A large and important meta-analysis of 754 studies compared non-steroidal anti-inflammatory drugs (NSAIDs) to either placebo or other NSAIDs and looked at their effect on major vascular events, like non-fatal heart attacks, non-fatal strokes or vascular death; major coronary events, like non-fatal heart attack or coronary death; stroke; mortality and heart failure. It found that ibuprofen increased the risk of major coronary events by a significant 222%. The NSAID diclofenac increased the risk of a major vascular event by a significant 41%, mostly due to a 70% increased risk of a major coronary event. Diclofenac increased the risk of death from vascular events by a significant 65%. Ibuprofen also increased the risk, but not significantly. All NSAIDs roughly doubled the chance of heart failure (Lancet 2013;382:769-79).
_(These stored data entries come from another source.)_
PR #719, opened 2020-03-11
feat: indicate status of system wrt ERD

andlar:
[#cures]

Temporary debugging stuff to help users know the state of the system wrt ERD date. Will be removed before actual ERD

### DIFF
--- a/src/app/navigation/navigation-bottom.html
+++ b/src/app/navigation/navigation-bottom.html
@@ -16,10 +16,10 @@
           {{ announcement.title }}<span ng-if="announcement.text">: {{ announcement.text }}</span>
         </p>
         <p class="announcement nav-text spaced-out badge" ng-if="vm.isOn('effective-rule-date') && !vm.isOn('effective-rule-date-plus-one-week')">
-          Effective Rule Date has passed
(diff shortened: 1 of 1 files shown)


src/app/navigation/navigation-bottom.html
```diff
@@ -15,6 +15,12 @@
         <p class="announcement nav-text spaced-out badge" ng-repeat="announcement in vm.announcements | orderBy:'startDate'">
           {{ announcement.title }}<span ng-if="announcement.text">: {{ announcement.text }}</span>
         </p>
+        <p class="announcement nav-text spaced-out badge" ng-if="vm.isOn('effective-rule-date') && !vm.isOn('effective-rule-date-plus-one-week')">
+          Effective Rule Date has passed
+        </p>
+        <p class="announcement nav-text spaced-out badge" ng-if="vm.isOn('effective-rule-date-plus-one-week')">
+          Effective Rule Date is at least one week ago
```
kekey1:
```suggestion
          Effective Rule Date was at least one week ago
```

andlar: For those coming later, the wording on these notices needs to come from the customer; we're pushing this to DEV to demo it and will update that text when we have final words

PR #723, opened 2020-03-19
[#OCD-3295] feat!: Only allow ROLE_DEVELOPER to withdraw a Change Request

drbgfc:
[#OCD-3295]

### DIFF
--- a/src/app/components/change-request/change-requests.component.js
+++ b/src/app/components/change-request/change-requests.component.js
@@ -83,7 +83,7 @@ export const ChangeRequestsComponent = {
             case 'edit':
                 return this.hasAnyRole(['ROLE_ADMIN', 'ROLE_ONC', 'ROLE_ACB', 'ROLE_DEVELOPER']);
             case 'withdraw':
-                return this.hasAnyRole(['ROLE_ADMIN', 'ROLE_ONC', 'ROLE_ACB', 'ROLE_DEVELOPER']);
+                return this.hasAnyRole(['ROLE_DEVELOPER']);
                 // no default
             }
         }
--- a/src/app/services/login.service.js
+++ b/src/app/services/login.service.js
@@ -79,7 +79,7 @@
                 let userRole = parseJwt(token).Authority;
                 if (roles) {
                     if (userRole) {
-                        return roles.reduce((ret, role) => ret || userRole === role, false); // true if user has a role in the required list
+                        return roles.reduce((ret, role) => ret || userRole === role, false); // true iff user has a role in the required list
                     }
                     return false; // logged in, role(s) required, user has no role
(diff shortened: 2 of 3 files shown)


src/app/components/change-request/change-requests.component.js
```diff
@@ -83,7 +83,7 @@ export const ChangeRequestsComponent = {
             case 'edit':
                 return this.hasAnyRole(['ROLE_ADMIN', 'ROLE_ONC', 'ROLE_ACB', 'ROLE_DEVELOPER']);
             case 'withdraw':
-                return this.hasAnyRole(['ROLE_ADMIN', 'ROLE_ONC', 'ROLE_ACB', 'ROLE_DEVELOPER']);
+                return this.hasAnyRole(['ROLE_DEVELOPER']);
```
andlar: I know I wrote tests that covered this line, and I had tried to write them in such a way that different ROLEs would be handled in different ways. Do all the tests pass with this change? Is there still 100% coverage of this file? If so, that's a problem. You don't necessarily need to fix the tests on this PR, but would appreciate taking a look at them

src/app/services/login.service.js
```diff
@@ -79,7 +79,7 @@
                 let userRole = parseJwt(token).Authority;
                 if (roles) {
                     if (userRole) {
-                        return roles.reduce((ret, role) => ret || userRole === role, false); // true iff user has a role in the required list
+                        return roles.reduce((ret, role) => ret || userRole === role, false); // true if user has a role in the required list
```
andlar: I think this is wrong. `iff` = `if and only if`, not just `if`. If this is a change because you think it's a typo, please consider it with the understanding that `iff` has a defined meaning

src/app/components/change-request/change-requests.component.js
drbgfc: They did all pass. But, I will add new tests to reflect the changes. Thanks.

src/app/services/login.service.js
drbgfc: I will revert, thanks.

src/app/components/change-request/change-requests.component.js
andlar: If they all passed then the tests are wrong. If we have 100% coverage of a file, and change something, but not tests fail, then our tests aren't doing what they should be

drbgfc: IMO they didn't fail because they didn't cover the previous implementation as far as roles in all cases of withdrawls and the specific case I needed to modify in the code-base, not because the tests were wrong. I saw to it to confirm this before adding new ones. That's why I added new ones. Let me know what you think.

Recently, following a comprehensive review of the latest safety data, the FDA strengthened its label warnings that non-aspirin NSAIDs increase the risk of heart attack and stroke. The FDA says NSAIDs increase the risk of serious cardiovascular events, increase the risk of heart failure and increase the risk of dying in the first year after suffering a heart attack. They say that the risk increases with higher doses or longer use (FDA Safety Announcement 7-9- 2015).
Two recent reviews of all the existing data have also concluded that there is no clinical support for the use of low-dose aspirin for the prevention of heart attack or stroke. The first included nine studies that included over 100,000 people. It wanted to see if low-dose aspirin could help prevent heart attacks in people who had not had a prior heart attack. It found no benefit, but significant risk (Eur Heart J 2013;34:3403-3411). The second concluded that “There is no reliable evidence that aspirin used in the current fashionable doses of 50–100 mg/day is of any benefit in any common clinical setting” (Eur Heart J 2013;34:3412-8).
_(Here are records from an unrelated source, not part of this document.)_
PR #726, opened 2020-04-01
OCD-3290 - Change the order of display of revised criteria so "Cures Update" is first

tmy1313:
OCD-3290


src/app/services/util.service.js
```diff
@@ -412,5 +394,234 @@
...
+            //If we don't find the item in the referece array, put it at the end
+            let index = certificationResultSortOrder().findIndex(item => item === valueToFind);
+            if (index === -1) {
+                index = 10000;
+            }
+            return index;
+        }
+
+        function certificationResultSortOrder () {
+            return ['170.302 (a)',
```
kekey1, line 433: Same concern here with the list of all the criteria... in this case we have services that return them from the API. Maybe you could adjust one of those services to use the sorting code you wrote in the API? Is a list guaranteed to remain sorted once it goes from api json into browser javascript? I just wonder if there is any other way to accomplish it. If not, I will get over it. :)

src/app/services/util.service.js
```diff
@@ -412,5 +394,234 @@
...
+                    valueToFind += '(Cures Update)';
+                }
+            } else {
+                valueToFind = certResult;
+            }
+
+            //If we don't find the item in the referece array, put it at the end
+            let index = certificationResultSortOrder().findIndex(item => item === valueToFind);
+            if (index === -1) {
+                index = 10000;
```
kekey1, line 427: is there a MAX_VALUE type of constant in javascript?

src/app/services/util.service.js
```diff
@@ -412,5 +394,234 @@
...
+            return certificationResultSortIndex(valueToFindA) - certificationResultSortIndex(valueToFindB);
+        }
+
+        function certificationResultSortIndex (certResult) {
+            //Handle both criteria numbers and certificationResult objects
+            var valueToFind;
+            if (certResult.number) {
+                valueToFind = certResult.number;
+                if (isCertResultForCuresUpdateCriterion(certResult)) {
+                    valueToFind += '(Cures Update)';
```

Though NSAIDs have no benefit for preventing heart disease in people without a history of prior heart attack, taking NSAIDs to prevent heart disease does have dangerous side effects, like bleeding into the brain or stomach. Aspirin is a serious cause of ulcers and gastrointestinal bleeding. A meta-analysis of 24 controlled studies revealed that even taking a low dose of aspirin does not reduce the risk of gastrointestinal bleeding (BMJ 2000;321:1183-7). 28% of people who take low dose aspirin to prevent heart disease develop an ulcer (Ailementary Pharmacology & Therapeutics 2005;22:795-801).